LiFePO4/(C+Cu) composite with excellent cycling stability as lithium ion battery cathodes synthesized via a modified carbothermal reduction method

In order to improve the electronic conductivity of lithium iron phosphate (LiFePO4), copper was added to modify LiFePO4/C composite as cathode material for lithium-ion battery, which was successfully synthesized via a modified carbothermal reduction method using a low cost Fe3+ salt (Fe (NO3)3) as iron source. The morphology, particle size and electrochemical performances of olivine LiFePO4 modified with carbon and copper were systematically investigated by X-ray diffraction (XRD), scanning electron microscopy (SEM), transmission electron microscopy (TEM) and galvanostatics tests. The results show that the prepared composites were irregularity sphere with size of 100-200 nm, which were relatively even-distributed copper particles coated with a 3 nm carbon layer.

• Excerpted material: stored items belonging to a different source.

PR #5582, opened 2019-08-15
Test discoverer and executor tests

### LINKED ISSUE #5494: Add discovery/execution test for unittest runTest()
https://docs.python.org/3/library/unittest.html#unittest.TestLoader.loadTestsFromTestCase

Instead of defining `test_` methods on the class derived from `TestCase`, implement a `runTest` method.

We should add that scenario to our suite of discovery and execution tests.

### LINKED ISSUE #5537: Add unittest discovery test for root dir and pattern
We currently don't have test coverage for the unittest configuration.

Both are passed to unittest like this:
```
suites = unittest.defaultTestLoader.discover(pytestargs[0], pytestargs[1])
```

Loader does pattern matching via `fnmatch.fnmatch`:
https://docs.python.org/3/library/fnmatch.html

Good news is that it does appear to work:
image

huguesv:
Fix #5537 Add unittest discovery test for root dir and pattern
Fix #5494 Add discovery/execution test for unittest runTest()

Also fixes a test that was being ignored due to failing, it now passes

### DIFF
--- a/Python/Tests/TestAdapterTests/TestExecutorTests.cs
+++ b/Python/Tests/TestAdapterTests/TestExecutorTests.cs
@@ -71,22 +71,32 @@ namespace TestAdapterTests {
         public void RunUnittest() {
             var testEnv = TestEnvironment.GetOrCreate(Version, FrameworkUnittest);
 
-            var testFilePath = Path.Combine(testEnv.SourceFolderPath, "test_ut.py");
-            File.Copy(TestData.GetPath("TestData", "TestDiscoverer", "BasicUnittest", "test_ut.py"), testFilePath);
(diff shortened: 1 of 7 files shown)


Python/Tests/TestAdapterTests/TestExecutorTests.cs
```diff
@@ -396,7 +405,7 @@ class ManyTest(unittest.TestCase):
             var expectedTests = new[] {
                 new TestInfo(
                     "test_relative_import",
-                    "test_relative_import.py::RelativeImportTests::test_relative_import",
+                    "relativeimportpackage\\test_relative_import.py::RelativeImportTests::test_relative_import",
```
bschnurr: nice

PR #5607, opened 2019-08-17
Add support for code coverage for pytest.

### LINKED ISSUE #5444: Pytest: Support for code coverage
If code coverage is requested, import the coverage package and generate the file. See the existing support for coverage that we have for unittest.

huguesv:
Fix #5444 

In order to avoid duplicating a bunch of code, I moved several methods from `TestExecutorUnitTest` to `ExecutorService` (as static methods) so it can be reused between both unittest and pytest execution code.

image

### DIFF
--- a/Python/Product/TestAdapter.Executor/Services/ExecutorService.cs
+++ b/Python/Product/TestAdapter.Executor/Services/ExecutorService.cs
@@ -22,6 +22,9 @@ using System.Linq;
 using System.Net;
 using System.Runtime.InteropServices;
 using System.Security.Cryptography;
+using System.Xml;
+using System.Xml.XPath;
+using Microsoft.PythonTools.Analysis;
 using Microsoft.PythonTools.Infrastructure;
 using Microsoft.PythonTools.TestAdapter.Config;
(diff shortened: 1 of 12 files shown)


Python/Product/TestAdapter.Executor/Services/ExecutorService.cs
```diff
@@ -116,6 +114,153 @@ sealed class TestRedirector : Redirector {
...
+            // the filename, class, and method.  We include each one if we're
+            // running from a single filename/class/method.  When we have multiple
+            // we drop the identifying names.  If we have multiple files we
+            // go to the top level directory...  If all else fails we do "pycov".
+            foreach (var test in tests) {
+                string testFile, testClass, testMethod;
+                TestReader.ParseFullyQualifiedTestName(
+                    test.FullyQualifiedName,
+                    out testFile,
+                    out testClass,
```
bschnurr: For pytest global test functions, i set the testClass portion of FQN to be the filename.. It would be good to add a testcase for this to make sure it works ok.

huguesv: Added test.

PR #5615, opened 2019-08-20
Enable native code debugging for pytest.

### LINKED ISSUE #5613: pytest ignores "Enable native code debugging"
Create new python project
Add new item, unit test
Place a breakpoint in the test

In project properties, check Enable native code debugging
image

Set test framework to pytest
Select the test and debug test

When you hit the breakpoint, look at processes window, you'll see the Python debugger is attached
image

Expected: the "Native, Python" debugger should be attached:
image

Note that if you set the test framework to unittest instead of pytest, then it works as expected.

huguesv:
Refactor the debug settings and debug attach so it is reused for both pytest and unittest.
Copied the code from the unittest launcher script to the pytest launcher script.

Fix #5613

### DIFF
--- a/Python/Product/TestAdapter.Executor/UnitTest/TestExecutorUnitTest.cs
+++ b/Python/Product/TestAdapter.Executor/UnitTest/TestExecutorUnitTest.cs
@@ -43,10 +43,6 @@ namespace Microsoft.PythonTools.TestAdapter {
         Justification = "object owned by VS")]
     [ExtensionUri(PythonConstants.UnitTestExecutorUriString)]
     class TestExecutorUnitTest : ITestExecutor {
-        private static readonly Guid PythonRemoteDebugPortSupplierUnsecuredId = new Guid("{FEB76325-D127-4E02-B59D-B16D93D46CF5}");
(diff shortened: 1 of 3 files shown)


Python/Product/TestAdapter.Executor/UnitTest/TestExecutorUnitTest.cs
```diff
@@ -200,27 +196,10 @@ sealed class TestRunner : IDisposable {
...
-                        _debugSecret = Convert.ToBase64String(secretBuffer)
-                            .Replace('+', '-')
-                            .Replace('/', '_')
-                            .TrimEnd('=');
-                    } else {
-                        _debugSecret = "";
-                    }
+                ExecutorService.GetDebugSettings(_app, _context, _settings, out _debugMode, out _debugSecret, out _debugPort);
 
-                    SocketUtils.GetRandomPortListener(IPAddress.Loopback, out _debugPort).Stop();
```
bschnurr: I think GetRandomPortListener().stop() is still needed right?

huguesv: it's in ExecutorService.GetDebugSettings, it doesn't show in the diff.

The as-prepared composites exhibit an initial discharge capacity of 160.7 mA h g-1 at current density of 0.1 C-rate, the capacity retention ratio is 98.6% at 0.5 C-rate after 200 cycles, and 96% at 5 C-rate after 500 cycles, respectively. The impedance tests reveal that the addition of copper further reduces the electric resistance of LiFePO4/C. The well-designed synthesis method is hopeful to be applied to prepare other electrode materials of LIBs.